» **Problem to work on**: Repeat exactly the opening lines of the records, ending with the line that contains "BASE_PATH / 'config.yml'".

........

PR #1549, opened 2020-02-27
Install sub package

sir-sigurd:
## Description

This allows to install only the part of the package. Example:

We have package `foo/bar`:
```
(remote Package)
 └─requirements.txt
 └─scripts/
   └─build.py
   └─demolish.py
```

```python
In [17]: import os, tempfile, quilt3                 

In [18]: with tempfile.TemporaryDirectory() as dest: 
    ...:     quilt3.Package.install('foo/bar/scripts', dest=dest) 
    ...:     print([os.path.relpath(os.path.join(top, f), dest) for top, dirs, files in os.walk(dest) for f in files]) 

['demolish.py', 'build.py', 'more_scripts/test.py']
```

```python
In [20]: with tempfile.TemporaryDirectory() as dest: 
    ...:     quilt3.Package.install('foo/bar/scripts/build.py', dest=dest) 
    ...:     print([os.path.relpath(os.path.join(top, f), dest) for top, dirs, files in os.walk(dest) for f in files]) 

['build.py']
```

### DIFF
--- a/api/python/quilt3/util.py
+++ b/api/python/quilt3/util.py
@@ -25,6 +25,7 @@ CONFIG_PATH = BASE_PATH / 'config.yml'
 OPEN_DATA_URL = "https://open.quiltdata.com"
 
 PACKAGE_NAME_FORMAT = r"[\w-]+/[\w-]+$"
+SUBPACKAGE_NAME_FORMAT = r"([\w-]+/[\w-]+)(?:/(.+))?$"
 
 ## CONFIG_TEMPLATE
 # Must contain every permitted config key, as well as their default values (which can be 'null'/None).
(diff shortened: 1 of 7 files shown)


api/python/quilt3/util.py
```diff
@@ -25,6 +25,7 @@
 OPEN_DATA_URL = "https://open.quiltdata.com"
 
 PACKAGE_NAME_FORMAT = r"[\w-]+/[\w-]+$"
+SUBPACKAGE_NAME_FORMAT = r"([\w-]+/[\w-]+)(?:/(.+))?$"
```
kevinemoore: Minor suggestion, but wouldn't it be cleaner to simply replace PACKAGE_NAME_FORMAT to all the optional path, then check that the path is empty in validate_package_name? We might also want a helper function to pull out the package name and sub-package path.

........

» **Output of the task**:
PR #1549, opened 2020-02-27
Install sub package

sir-sigurd:
## Description

This allows to install only the part of the package. Example:

We have package `foo/bar`:
```
(remote Package)
 └─requirements.txt
 └─scripts/
   └─build.py
   └─demolish.py
```

```python
In [17]: import os, tempfile, quilt3                 

In [18]: with tempfile.TemporaryDirectory() as dest: 
    ...:     quilt3.Package.install('foo/bar/scripts', dest=dest) 
    ...:     print([os.path.relpath(os.path.join(top, f), dest) for top, dirs, files in os.walk(dest) for f in files]) 

['demolish.py', 'build.py', 'more_scripts/test.py']
```

```python
In [20]: with tempfile.TemporaryDirectory() as dest: 
    ...:     quilt3.Package.install('foo/bar/scripts/build.py', dest=dest) 
    ...:     print([os.path.relpath(os.path.join(top, f), dest) for top, dirs, files in os.walk(dest) for f in files]) 

['build.py']
```

### DIFF
--- a/api/python/quilt3/util.py
+++ b/api/python/quilt3/util.py
@@ -25,6 +25,7 @@ CONFIG_PATH = BASE_PATH / 'config.yml'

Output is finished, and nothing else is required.